Records from a collection
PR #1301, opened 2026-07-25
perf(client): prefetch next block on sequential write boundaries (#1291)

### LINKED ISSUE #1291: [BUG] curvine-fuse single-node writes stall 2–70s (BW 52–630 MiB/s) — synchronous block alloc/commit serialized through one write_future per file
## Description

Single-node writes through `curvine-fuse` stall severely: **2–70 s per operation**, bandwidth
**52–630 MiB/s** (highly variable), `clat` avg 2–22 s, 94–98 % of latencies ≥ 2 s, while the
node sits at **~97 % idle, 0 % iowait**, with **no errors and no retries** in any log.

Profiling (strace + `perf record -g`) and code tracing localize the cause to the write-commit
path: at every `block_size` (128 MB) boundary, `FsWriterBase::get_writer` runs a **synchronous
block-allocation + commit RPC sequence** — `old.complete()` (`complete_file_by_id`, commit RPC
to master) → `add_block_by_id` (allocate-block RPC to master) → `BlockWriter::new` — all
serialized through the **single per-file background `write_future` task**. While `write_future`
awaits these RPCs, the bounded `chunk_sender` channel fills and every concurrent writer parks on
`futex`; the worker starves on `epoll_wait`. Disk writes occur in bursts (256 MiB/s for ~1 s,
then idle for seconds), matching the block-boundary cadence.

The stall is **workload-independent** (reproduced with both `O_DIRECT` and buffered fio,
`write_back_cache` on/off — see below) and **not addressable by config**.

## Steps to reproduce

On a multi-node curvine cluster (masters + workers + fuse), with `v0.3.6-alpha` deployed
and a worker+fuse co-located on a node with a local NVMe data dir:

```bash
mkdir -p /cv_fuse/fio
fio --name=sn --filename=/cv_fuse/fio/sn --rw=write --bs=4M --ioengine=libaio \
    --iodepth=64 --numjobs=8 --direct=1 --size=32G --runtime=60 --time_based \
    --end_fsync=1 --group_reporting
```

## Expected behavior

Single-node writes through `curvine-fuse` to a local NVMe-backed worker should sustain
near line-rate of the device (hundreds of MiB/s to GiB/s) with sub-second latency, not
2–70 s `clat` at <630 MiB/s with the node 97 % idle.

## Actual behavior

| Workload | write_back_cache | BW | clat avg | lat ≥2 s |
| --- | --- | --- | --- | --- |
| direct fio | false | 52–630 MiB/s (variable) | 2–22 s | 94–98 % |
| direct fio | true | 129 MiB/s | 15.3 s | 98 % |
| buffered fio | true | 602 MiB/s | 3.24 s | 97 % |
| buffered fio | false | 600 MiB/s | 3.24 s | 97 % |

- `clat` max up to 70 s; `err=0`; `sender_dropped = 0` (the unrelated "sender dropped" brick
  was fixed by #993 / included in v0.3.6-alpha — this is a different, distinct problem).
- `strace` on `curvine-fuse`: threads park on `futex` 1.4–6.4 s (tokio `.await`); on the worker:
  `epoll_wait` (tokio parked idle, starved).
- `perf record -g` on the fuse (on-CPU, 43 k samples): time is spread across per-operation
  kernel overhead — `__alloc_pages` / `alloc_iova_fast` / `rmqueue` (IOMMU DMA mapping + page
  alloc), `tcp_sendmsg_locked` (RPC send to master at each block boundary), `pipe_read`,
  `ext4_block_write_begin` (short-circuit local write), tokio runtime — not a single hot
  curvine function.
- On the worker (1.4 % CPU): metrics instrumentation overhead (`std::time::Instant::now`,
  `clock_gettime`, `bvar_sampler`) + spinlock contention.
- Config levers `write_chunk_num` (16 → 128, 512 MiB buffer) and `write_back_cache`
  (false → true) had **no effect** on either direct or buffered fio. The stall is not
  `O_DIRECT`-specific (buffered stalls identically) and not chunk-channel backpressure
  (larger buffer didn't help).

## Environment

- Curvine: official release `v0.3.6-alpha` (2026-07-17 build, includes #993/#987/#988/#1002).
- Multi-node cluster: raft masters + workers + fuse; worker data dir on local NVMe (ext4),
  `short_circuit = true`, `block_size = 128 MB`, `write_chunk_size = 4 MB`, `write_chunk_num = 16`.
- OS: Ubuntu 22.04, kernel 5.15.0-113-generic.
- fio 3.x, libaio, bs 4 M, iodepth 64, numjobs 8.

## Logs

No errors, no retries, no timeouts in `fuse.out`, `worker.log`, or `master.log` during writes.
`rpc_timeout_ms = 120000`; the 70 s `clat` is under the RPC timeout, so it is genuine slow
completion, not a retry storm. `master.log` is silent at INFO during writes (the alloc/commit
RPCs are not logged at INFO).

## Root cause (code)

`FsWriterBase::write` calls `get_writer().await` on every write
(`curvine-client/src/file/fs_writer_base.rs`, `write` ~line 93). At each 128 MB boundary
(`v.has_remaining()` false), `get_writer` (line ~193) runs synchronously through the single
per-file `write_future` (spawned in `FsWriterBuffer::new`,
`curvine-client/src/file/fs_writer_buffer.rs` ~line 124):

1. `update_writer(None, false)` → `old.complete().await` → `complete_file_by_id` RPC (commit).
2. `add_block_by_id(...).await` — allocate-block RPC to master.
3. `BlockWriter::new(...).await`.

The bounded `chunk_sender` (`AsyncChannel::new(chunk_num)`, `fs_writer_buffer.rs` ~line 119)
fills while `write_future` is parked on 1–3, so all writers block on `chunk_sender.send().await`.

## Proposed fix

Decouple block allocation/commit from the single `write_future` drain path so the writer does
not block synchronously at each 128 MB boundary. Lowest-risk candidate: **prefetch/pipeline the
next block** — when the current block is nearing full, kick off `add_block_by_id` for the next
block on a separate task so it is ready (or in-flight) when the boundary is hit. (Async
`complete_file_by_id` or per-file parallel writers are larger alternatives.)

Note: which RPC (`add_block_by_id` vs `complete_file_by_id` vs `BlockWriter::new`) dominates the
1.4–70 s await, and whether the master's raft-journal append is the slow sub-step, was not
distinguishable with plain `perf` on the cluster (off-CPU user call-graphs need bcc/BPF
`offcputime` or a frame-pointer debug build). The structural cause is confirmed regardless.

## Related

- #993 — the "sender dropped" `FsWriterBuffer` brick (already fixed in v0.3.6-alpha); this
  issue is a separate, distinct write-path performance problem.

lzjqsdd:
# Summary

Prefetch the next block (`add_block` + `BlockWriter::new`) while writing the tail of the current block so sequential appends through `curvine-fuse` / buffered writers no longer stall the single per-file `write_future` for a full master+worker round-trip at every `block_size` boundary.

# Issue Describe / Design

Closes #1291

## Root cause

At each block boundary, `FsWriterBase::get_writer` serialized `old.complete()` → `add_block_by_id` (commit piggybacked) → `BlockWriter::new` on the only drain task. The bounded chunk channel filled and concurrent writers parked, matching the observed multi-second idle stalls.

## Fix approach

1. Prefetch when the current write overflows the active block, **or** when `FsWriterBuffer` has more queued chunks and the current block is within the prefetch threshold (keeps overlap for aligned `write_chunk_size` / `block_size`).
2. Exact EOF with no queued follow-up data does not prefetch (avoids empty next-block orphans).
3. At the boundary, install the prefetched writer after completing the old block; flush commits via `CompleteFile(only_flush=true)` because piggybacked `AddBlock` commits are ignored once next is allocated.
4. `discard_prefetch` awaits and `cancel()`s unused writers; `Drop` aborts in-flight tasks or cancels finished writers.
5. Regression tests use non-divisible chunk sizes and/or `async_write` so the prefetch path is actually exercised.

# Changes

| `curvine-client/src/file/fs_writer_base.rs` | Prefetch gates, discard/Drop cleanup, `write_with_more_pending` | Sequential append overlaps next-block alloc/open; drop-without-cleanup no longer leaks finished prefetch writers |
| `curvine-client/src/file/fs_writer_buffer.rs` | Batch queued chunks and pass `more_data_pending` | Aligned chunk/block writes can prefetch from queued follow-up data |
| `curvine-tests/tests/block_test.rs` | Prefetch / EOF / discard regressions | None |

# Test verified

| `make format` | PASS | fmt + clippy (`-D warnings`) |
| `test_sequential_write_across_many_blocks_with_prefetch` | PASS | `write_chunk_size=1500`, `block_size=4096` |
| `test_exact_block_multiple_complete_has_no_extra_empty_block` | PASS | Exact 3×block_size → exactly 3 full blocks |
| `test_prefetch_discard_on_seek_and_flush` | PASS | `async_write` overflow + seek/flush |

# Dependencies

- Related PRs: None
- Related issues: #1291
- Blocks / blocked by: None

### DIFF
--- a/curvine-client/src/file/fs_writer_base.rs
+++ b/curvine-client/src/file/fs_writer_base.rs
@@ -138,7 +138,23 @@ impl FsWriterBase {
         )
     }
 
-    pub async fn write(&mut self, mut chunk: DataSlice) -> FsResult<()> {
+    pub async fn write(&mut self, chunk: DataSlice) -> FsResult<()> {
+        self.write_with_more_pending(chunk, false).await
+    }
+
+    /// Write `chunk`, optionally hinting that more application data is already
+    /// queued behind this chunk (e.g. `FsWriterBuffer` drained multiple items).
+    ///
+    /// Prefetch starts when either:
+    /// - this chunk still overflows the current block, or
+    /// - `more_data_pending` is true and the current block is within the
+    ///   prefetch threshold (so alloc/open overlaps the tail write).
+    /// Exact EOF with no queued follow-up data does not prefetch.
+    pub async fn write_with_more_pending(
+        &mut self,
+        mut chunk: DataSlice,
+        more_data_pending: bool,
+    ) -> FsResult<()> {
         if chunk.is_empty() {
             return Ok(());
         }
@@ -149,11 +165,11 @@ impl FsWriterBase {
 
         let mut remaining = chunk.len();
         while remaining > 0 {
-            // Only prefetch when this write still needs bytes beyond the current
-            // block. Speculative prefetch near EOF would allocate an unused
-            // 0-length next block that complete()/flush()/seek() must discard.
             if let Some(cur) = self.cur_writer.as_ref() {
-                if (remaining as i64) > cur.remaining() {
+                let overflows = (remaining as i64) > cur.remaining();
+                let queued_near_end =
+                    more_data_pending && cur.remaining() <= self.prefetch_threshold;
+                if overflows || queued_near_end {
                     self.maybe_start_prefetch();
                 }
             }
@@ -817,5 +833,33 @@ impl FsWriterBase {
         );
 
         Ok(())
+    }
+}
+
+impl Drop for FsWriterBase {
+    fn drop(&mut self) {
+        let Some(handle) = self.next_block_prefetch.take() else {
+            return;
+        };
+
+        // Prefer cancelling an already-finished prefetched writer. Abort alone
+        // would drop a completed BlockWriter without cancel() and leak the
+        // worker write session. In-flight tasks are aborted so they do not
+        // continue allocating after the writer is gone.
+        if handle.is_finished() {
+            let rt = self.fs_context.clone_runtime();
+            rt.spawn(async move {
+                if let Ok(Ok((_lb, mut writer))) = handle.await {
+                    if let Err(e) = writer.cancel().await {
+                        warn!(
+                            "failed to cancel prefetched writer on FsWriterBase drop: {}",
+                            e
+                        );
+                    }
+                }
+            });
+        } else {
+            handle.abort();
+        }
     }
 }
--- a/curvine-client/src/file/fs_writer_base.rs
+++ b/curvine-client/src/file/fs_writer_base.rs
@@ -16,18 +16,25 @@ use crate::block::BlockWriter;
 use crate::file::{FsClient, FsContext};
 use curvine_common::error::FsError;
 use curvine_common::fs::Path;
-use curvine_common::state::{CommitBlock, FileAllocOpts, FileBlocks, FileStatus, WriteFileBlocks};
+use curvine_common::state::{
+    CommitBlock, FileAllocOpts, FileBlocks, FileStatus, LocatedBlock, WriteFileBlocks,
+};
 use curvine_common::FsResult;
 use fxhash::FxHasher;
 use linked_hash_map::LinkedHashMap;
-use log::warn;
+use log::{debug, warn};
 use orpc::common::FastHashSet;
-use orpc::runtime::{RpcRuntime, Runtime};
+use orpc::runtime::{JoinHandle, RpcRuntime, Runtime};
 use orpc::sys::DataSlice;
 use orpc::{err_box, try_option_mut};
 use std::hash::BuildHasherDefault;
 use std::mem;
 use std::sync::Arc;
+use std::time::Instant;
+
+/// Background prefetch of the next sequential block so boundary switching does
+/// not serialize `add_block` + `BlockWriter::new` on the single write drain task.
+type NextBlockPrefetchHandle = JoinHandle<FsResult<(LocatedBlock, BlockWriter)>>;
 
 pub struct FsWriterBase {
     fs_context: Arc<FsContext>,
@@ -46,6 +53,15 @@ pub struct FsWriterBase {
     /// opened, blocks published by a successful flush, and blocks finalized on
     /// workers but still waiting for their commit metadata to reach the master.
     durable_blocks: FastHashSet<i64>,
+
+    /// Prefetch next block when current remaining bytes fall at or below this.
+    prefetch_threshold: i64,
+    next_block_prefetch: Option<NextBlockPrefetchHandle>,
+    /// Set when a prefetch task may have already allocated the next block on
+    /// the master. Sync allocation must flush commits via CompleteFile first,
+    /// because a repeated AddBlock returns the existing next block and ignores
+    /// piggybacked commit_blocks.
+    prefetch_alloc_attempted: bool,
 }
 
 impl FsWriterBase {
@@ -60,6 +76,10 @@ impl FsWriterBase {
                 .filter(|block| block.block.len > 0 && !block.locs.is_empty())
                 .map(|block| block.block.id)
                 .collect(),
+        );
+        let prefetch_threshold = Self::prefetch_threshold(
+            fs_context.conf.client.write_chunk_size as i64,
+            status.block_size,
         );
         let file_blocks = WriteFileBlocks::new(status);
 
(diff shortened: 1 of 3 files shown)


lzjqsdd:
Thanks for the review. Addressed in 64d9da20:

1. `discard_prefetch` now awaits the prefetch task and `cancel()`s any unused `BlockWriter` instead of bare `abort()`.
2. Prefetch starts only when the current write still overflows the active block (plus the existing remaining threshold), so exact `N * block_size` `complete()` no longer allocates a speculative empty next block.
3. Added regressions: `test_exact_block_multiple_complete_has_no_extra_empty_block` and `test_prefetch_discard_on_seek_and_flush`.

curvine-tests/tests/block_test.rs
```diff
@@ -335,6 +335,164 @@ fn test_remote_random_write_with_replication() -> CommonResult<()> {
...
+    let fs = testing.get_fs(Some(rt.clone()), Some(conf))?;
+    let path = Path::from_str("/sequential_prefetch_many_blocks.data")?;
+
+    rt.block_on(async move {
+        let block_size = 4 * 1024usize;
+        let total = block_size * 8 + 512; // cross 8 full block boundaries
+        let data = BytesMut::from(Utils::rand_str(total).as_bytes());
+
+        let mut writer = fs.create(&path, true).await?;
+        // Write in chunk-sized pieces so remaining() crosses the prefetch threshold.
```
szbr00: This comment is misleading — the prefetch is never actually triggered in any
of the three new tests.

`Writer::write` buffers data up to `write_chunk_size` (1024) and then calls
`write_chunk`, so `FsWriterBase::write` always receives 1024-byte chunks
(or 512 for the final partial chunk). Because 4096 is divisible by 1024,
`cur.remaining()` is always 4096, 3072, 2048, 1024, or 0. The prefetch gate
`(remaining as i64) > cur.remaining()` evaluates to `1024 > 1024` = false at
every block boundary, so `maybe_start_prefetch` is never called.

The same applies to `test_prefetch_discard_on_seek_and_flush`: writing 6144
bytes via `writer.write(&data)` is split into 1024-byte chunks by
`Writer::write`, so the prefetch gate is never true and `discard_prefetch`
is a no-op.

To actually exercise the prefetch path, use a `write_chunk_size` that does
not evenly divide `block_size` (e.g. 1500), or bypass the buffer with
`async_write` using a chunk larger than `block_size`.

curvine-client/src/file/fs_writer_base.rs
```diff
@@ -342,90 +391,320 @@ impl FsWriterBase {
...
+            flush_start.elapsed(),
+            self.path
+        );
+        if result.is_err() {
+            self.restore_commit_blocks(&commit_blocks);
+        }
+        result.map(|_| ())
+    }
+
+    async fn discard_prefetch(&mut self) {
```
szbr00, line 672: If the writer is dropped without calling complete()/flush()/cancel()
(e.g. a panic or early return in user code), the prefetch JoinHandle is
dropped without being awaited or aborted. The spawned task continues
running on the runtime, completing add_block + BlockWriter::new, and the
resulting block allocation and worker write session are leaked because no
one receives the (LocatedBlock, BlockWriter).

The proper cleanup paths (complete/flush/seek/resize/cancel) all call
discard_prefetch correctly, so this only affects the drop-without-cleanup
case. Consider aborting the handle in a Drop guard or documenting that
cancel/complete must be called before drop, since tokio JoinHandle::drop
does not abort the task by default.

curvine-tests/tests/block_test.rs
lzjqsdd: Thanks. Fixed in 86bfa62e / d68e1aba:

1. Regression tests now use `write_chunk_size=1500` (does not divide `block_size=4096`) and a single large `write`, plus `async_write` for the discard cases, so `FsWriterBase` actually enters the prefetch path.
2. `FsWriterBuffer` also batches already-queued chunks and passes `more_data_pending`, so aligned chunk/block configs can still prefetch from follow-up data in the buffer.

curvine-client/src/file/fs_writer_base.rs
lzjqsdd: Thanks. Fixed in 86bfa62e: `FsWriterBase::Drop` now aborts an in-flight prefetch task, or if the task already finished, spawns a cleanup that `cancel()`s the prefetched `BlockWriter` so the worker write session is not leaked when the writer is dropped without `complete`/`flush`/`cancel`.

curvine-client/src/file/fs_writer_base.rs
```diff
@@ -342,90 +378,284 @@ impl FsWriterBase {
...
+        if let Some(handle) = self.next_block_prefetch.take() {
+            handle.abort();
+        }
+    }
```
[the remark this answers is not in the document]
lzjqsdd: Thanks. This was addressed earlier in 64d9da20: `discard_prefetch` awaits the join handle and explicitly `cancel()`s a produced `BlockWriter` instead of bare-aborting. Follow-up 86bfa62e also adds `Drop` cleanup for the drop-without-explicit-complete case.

* * *

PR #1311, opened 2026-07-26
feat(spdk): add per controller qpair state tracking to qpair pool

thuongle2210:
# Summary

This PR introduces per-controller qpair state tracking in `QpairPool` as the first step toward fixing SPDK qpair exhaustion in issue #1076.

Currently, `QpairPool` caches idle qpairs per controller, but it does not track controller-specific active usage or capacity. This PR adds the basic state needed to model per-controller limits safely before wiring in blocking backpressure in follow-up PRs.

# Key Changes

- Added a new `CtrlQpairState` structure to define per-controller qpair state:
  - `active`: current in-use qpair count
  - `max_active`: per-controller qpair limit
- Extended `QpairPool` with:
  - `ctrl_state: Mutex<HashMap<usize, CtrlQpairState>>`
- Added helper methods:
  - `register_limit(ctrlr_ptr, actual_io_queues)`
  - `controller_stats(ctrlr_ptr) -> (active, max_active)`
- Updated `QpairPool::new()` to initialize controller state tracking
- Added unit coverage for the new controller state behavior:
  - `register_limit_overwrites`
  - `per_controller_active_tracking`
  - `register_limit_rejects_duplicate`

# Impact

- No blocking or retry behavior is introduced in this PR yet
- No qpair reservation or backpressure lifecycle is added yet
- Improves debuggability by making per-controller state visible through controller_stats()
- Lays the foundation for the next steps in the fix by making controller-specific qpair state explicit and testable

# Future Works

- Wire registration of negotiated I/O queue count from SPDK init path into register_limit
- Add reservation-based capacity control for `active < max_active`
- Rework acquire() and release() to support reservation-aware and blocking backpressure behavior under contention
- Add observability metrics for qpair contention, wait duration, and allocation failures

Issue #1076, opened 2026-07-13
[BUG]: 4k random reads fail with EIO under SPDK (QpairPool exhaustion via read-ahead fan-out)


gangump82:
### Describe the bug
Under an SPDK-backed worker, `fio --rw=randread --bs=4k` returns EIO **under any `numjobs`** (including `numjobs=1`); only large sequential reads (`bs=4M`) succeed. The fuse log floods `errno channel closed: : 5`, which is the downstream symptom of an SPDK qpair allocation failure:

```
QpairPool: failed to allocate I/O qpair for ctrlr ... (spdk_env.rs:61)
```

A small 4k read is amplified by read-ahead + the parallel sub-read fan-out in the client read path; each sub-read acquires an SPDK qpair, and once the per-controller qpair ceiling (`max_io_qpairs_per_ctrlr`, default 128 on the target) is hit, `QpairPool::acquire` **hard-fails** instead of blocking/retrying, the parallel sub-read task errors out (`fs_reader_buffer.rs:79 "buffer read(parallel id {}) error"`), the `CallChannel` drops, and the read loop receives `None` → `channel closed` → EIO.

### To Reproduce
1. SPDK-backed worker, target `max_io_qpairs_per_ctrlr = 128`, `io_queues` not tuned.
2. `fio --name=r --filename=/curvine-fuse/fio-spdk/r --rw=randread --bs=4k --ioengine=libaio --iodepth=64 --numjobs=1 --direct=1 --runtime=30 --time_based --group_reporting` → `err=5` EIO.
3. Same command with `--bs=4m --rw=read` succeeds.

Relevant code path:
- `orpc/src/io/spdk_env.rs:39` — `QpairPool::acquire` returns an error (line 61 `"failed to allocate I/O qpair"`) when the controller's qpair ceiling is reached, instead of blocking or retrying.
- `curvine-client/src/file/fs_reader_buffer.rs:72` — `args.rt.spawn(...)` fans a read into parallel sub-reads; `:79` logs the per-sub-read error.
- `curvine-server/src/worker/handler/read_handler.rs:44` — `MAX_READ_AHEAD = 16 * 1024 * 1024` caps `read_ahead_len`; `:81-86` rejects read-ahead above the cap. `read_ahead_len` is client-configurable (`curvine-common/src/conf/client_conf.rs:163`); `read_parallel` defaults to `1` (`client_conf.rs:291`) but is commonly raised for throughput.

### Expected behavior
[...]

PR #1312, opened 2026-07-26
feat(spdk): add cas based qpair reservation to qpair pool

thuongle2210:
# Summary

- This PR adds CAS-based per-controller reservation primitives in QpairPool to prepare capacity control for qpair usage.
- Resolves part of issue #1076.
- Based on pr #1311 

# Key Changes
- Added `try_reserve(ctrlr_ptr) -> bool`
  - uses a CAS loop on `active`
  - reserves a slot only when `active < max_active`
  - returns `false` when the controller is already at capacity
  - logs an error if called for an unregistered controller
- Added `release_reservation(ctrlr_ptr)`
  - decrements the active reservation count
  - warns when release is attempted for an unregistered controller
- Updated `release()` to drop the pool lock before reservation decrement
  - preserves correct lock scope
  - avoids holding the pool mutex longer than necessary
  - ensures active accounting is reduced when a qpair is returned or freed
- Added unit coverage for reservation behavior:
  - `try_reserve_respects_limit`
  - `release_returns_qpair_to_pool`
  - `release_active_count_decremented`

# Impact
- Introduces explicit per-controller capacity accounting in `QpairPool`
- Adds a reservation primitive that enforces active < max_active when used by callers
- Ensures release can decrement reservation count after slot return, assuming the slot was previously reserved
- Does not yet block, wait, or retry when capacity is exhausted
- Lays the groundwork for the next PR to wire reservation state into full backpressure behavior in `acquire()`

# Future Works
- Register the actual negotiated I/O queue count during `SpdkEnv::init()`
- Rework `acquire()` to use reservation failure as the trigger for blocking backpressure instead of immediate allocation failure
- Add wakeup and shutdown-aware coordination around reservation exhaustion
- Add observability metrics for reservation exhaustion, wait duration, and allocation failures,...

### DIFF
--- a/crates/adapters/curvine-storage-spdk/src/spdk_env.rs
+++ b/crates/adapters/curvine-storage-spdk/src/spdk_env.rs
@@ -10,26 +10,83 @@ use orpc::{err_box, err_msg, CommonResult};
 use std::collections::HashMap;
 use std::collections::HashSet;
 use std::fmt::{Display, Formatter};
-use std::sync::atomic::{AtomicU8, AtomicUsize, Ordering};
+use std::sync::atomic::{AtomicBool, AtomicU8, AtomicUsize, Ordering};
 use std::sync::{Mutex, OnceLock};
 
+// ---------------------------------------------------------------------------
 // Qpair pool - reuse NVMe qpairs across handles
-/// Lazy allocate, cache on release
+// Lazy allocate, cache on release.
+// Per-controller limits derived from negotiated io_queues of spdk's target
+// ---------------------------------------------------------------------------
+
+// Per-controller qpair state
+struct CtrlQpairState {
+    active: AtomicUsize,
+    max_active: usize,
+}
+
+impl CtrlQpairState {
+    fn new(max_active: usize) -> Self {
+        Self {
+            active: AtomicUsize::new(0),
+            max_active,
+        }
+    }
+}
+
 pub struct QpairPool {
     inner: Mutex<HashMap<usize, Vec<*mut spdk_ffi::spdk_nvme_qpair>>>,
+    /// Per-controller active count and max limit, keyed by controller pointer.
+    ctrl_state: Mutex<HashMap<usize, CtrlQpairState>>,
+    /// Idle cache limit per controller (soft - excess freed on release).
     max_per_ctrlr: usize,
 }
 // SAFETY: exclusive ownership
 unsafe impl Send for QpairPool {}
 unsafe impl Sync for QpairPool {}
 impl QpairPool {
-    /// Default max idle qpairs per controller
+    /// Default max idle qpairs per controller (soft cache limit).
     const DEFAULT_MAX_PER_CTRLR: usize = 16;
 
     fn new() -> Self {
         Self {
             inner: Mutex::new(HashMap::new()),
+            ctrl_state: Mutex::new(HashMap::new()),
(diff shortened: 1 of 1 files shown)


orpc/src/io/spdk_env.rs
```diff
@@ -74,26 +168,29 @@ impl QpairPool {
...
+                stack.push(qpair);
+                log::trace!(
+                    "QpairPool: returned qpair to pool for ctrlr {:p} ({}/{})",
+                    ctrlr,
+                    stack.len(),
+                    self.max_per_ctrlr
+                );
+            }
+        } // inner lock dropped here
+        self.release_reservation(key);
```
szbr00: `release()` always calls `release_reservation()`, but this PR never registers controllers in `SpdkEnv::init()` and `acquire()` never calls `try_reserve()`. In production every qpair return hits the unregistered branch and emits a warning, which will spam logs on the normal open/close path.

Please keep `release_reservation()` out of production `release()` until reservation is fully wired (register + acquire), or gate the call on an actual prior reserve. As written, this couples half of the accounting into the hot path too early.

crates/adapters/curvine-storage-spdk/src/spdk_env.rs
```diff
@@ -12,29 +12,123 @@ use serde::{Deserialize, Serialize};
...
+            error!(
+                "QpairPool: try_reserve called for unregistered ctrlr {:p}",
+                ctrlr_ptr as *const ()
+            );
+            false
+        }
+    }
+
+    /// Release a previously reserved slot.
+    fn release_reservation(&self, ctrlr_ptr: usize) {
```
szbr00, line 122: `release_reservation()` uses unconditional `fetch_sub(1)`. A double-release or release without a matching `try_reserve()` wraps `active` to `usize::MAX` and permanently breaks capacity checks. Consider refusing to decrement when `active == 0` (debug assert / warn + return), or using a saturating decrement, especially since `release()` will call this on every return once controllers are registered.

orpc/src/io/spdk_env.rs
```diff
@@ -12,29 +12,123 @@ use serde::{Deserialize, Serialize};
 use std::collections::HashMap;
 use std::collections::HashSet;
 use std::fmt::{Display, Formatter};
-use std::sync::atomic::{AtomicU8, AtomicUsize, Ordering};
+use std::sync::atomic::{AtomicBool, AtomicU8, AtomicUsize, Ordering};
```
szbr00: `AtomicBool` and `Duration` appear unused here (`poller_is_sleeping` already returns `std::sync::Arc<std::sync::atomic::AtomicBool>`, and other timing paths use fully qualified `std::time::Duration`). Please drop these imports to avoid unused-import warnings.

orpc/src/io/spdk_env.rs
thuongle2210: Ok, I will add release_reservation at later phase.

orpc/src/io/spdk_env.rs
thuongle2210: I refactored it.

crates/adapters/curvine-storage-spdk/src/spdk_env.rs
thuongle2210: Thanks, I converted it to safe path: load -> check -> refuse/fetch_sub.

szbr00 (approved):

§ Assignment
Pull from the data each line where the string "workers" turns up.

§ Solution
On a multi-node curvine cluster (masters + workers + fuse), with `v0.3.6-alpha` deployed
- Multi-node cluster: raft masters + workers + fuse; worker data dir on local NVMe (ext4),
     /// workers but still waiting for their commit metadata to reach the master.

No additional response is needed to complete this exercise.